CTC Group Meetings: Takeaways

This week our cohort of case study collaborators (teaching grades 6- graduate students) met in focus groups of 4-6 participants to discuss their reflections on the transition to remote learning during Spring 2020. Discussions varied by group of course, but these 5 themes emerged across our groups.

1. Listening

The importance of listening is a common theme for our collaborators. In almost every case study, educators discussed reaching out to their students for feedback as they planned the transition to remote learning.

In addition to listening to students, almost every group mentioned the need for institution leaders to listen to their educators about issues ranging from technology choices and training to rethinking the roles of support personel in a remote learning environment.

2. Meet students where they are

One of the effects of soliciting student feedback (outside of institutional evaluations) and taking it into account when planning courses is that our collaborator instructors emphasized the need to meet students where they are. This often means being flexible about learning management systems, technology tools, and methods of communication.

Instructors have been thinking about this in various ways. Institutions can create a tutorial on how to be a student in a remote learning course. Teachers can create trailers for their courses as part of their “intro” class.

3. Don’t be afraid to try new things

One of the consistent messages from our groups is that educators shouldn’t be afraid to try to new methods or tools in their courses and planning. This is the moment when the majority of our participants revisited past professional development sessions on small teaching, digital tools, project-based learning, and other topics.

Instructors spoke about the importance of sharing what they tried with colleagues, including the different challenges and possibilities of various approaches.

4. Keep it simple

While almost every partipant emphasized flexibility and trying new things, we also discussed the need to have some uniformity across courses in the same institution for the students’ ease of use.
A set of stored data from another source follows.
PR #83, opened 2019-08-08
Add the support of lowering torch.cat to relay::concatenate

llyfacebook:


test/test_operators.py
```diff
@@ -284,6 +284,24 @@ def linear_no_bias(input, weight):
         ref_out_no_bias, tvm_out_no_bias = self.runBoth(linear_no_bias, input, weight)
         assert torch.allclose(ref_out_no_bias, tvm_out_no_bias, rtol=0.01, atol=0.01)
 
+    @TVMTest.given(
+        shape=TVMTest.rand_shape(rank=2, min_dim=4),
+    )
+    def test_concat(self, shape):
+        input1 = torch.rand(shape)
+        input2 = torch.rand(shape)
+        # import pdb
```
kimishpatel: Remove this.

test/test_operators.py
```diff
@@ -284,6 +284,24 @@ def linear_no_bias(input, weight):
...
+        # pdb.set_trace()
+        def concat(x1, x2):
+            return torch.cat((x1, x2), 0)
+
+        import torch_tvm
+        torch_tvm.enable()
+        # test concat
+        scripted_concat = torch.jit.script(concat)
+        concat_graph = scripted_concat.graph_for(input1, input2)
+        FileCheck().check("prim::FusedConcat").check_not("prim::ListConstruct").check_not("aten::cat").run(str(concat_graph))
```
kimishpatel: This seems to be the test not for concat but whether ListConstruct and cat are fuse. We should name it such.

test/test_operators.py
```diff
@@ -284,6 +284,24 @@ def linear_no_bias(input, weight):
...
+        input2 = torch.rand(shape)
+        # import pdb
+        # pdb.set_trace()
+        def concat(x1, x2):
+            return torch.cat((x1, x2), 0)
+
+        import torch_tvm
+        torch_tvm.enable()
+        # test concat
+        scripted_concat = torch.jit.script(concat)
```
kimishpatel: Also add a test for actual concat? You can use the same runBoth functionality for that.

torch_tvm/fuse_concat.cpp
```diff
@@ -0,0 +1,59 @@
...
+using namespace torch::jit;
+
+bool isFusableCatNode(Node* node) {
+  if (node->kind() != aten::cat)
+    return false;
+  if (!node->is_constant(attr::dim))
+    return false;
+
+  auto tensors_node = node->namedInput(attr::tensors)->node();
+  if ((tensors_node->inputs().size() + node->outputs().size()) >
```
kimishpatel: Can you add a comment as to what is this supposed to check? And maybe `constexpr int some_var_name = 128`?

torch_tvm/fuse_concat.cpp
```diff
@@ -0,0 +1,59 @@
...
+  AT_ASSERT(node->kind() == aten::cat);
+  Graph* graph = node->owningGraph();
+  Node* list_construct = node->namedInput(attr::tensors)->node();
+  int64_t dim = node->get<int64_t>(attr::dim).value();
+
+  Node* fused_cat = graph->create(prim::FusedConcat, list_construct->inputs())
+                        ->i_(attr::dim, dim);
+  fused_cat->insertBefore(list_construct);
+  fused_cat->output()->copyMetadata(node->output());
+  node->output()->replaceAllUsesWith(fused_cat->output());
```
kimishpatel: Dont you want to check `node->output()->uses().empty()` and erase that as well?

torch_tvm/fuse_concat.cpp
```diff
@@ -0,0 +1,59 @@
...
+  if (list_construct->output()->uses().empty()) {
```
kimishpatel: Don't you have to first check this condition on node, destroy that and check it again on list_construct? Or does pytorch remove all the nodes without uses on its own?

torch_tvm/fuse_concat.cpp
```diff
@@ -0,0 +1,59 @@
...
+
+void fuseConcats(Block* block_, AliasDb& aliasDb) {
+  for (auto it = block_->nodes().rbegin(); it != block_->nodes().rend();
+       ++it) {
+    Node* cat = *it;
+    if (!isFusableCatNode(cat)) {
+      continue;
+    }
+
+    Node* list_construct = cat->namedInput(attr::tensors)->node();
```
kimishpatel: Does not seem like `list_construct` is being used.

torch_tvm/fuse_concat.cpp
```diff
@@ -0,0 +1,59 @@
...
+    createFusedConcat(cat);
+  }
+}
+
+void FuseConcat(std::shared_ptr<Graph> graph) {
```
kimishpatel: @bwasti, should we construct aliasdb once and run all the fusion passes?

torch_tvm/fuse_concat.cpp
```diff
@@ -0,0 +1,59 @@
...
+  fused_cat->insertBefore(list_construct);
+  fused_cat->output()->copyMetadata(node->output());
+  node->output()->replaceAllUsesWith(fused_cat->output());
+  if (list_construct->output()->uses().empty()) {
+    list_construct->destroy();
+  }
+  return fused_cat;
+}
+
+void fuseConcats(Block* block_, AliasDb& aliasDb) {
```
kimishpatel: It doesnt seem that aliasDb is being used. Remove it.

torch_tvm/fuse_concat.cpp
```diff
@@ -0,0 +1,59 @@
...
+      continue;
+    }
+
+    Node* list_construct = cat->namedInput(attr::tensors)->node();
+    createFusedConcat(cat);
+  }
+}
+
+void FuseConcat(std::shared_ptr<Graph> graph) {
+  AliasDb aliasDb(graph);
```
kimishpatel: Since it is not used this can be removed too.

kimishpatel: @bwasti, should we add unused-variable as error flag?

torch_tvm/fuse_concat.cpp
yinghai: This is fine. It's done once.

torch_tvm/fuse_concat.cpp
```diff
@@ -0,0 +1,59 @@
+#include "fusion_pass.h"
+#include "operators.h"
+
+using namespace torch::jit;
+
+bool isFusableCatNode(Node* node) {
+  if (node->kind() != aten::cat)
```
yinghai: Please add `{}` around your block.

torch_tvm/fuse_concat.cpp
kimishpatel: I also suppose, once the graph is altered by earlier fusions aliasing information will change. So makes sense to do it for each fusion pass.

yinghai:
@llyfacebook Let's land this?

test/test_operators.py
llyfacebook: sure

torch_tvm/fuse_concat.cpp
llyfacebook: I extracted some code from pytorch side and didn't clean it up. :)

torch_tvm/fuse_concat.cpp
llyfacebook: I think the replaceAllUsesWith do it internally.

torch_tvm/fuse_concat.cpp
```diff
@@ -0,0 +1,65 @@
...
+    list_construct->destroy();
+  }
+  return fused_cat;
+}
+
+void fuseConcats(Block* block_) {
+  for (auto it = block_->nodes().rbegin(); it != block_->nodes().rend();
+       ++it) {
+    Node* cat = *it;
+    if (!isFusableCatNode(cat)) {
```
kimishpatel: nit. Can be just `!isFusableCatNode(*it)`.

It’s not the best idea to overload your students with multiple platforms & tools for remote learning and we should all consider that each student’s burden for learning new tools is mulitplied by taking several classes with different instructors.

Participants also discussed the benefit of shorter videos or other media for student engagement. Instead of a traditional one- or two-hour lecture, divide that same lecture up into 5 or 15 minute videos. Provide students with short video or audio introductions to assignments to replace face-to-face instructions.

5. Mix up the course “readings”

Our collaborators are rethinking the ways in which students consume course materials. In some cases, this means ditching the traditional textbooks in favor of open educational resources (OER), like A Guide to Rhetoric, Genre, and Success in First-Year Writing developed by Melanie Gagich & Emilie Zickel at Cleveland State University, open access textbooks like The American YAWP, podcasts, or ebooks and electronic articles available through institutional libraries.

Collaboration

This post would not be complete without recognizing the reason we started the CTC project- collaboration. We look forward to continuing this collaboration and learning with and from one another during the 2020-2021 academic year.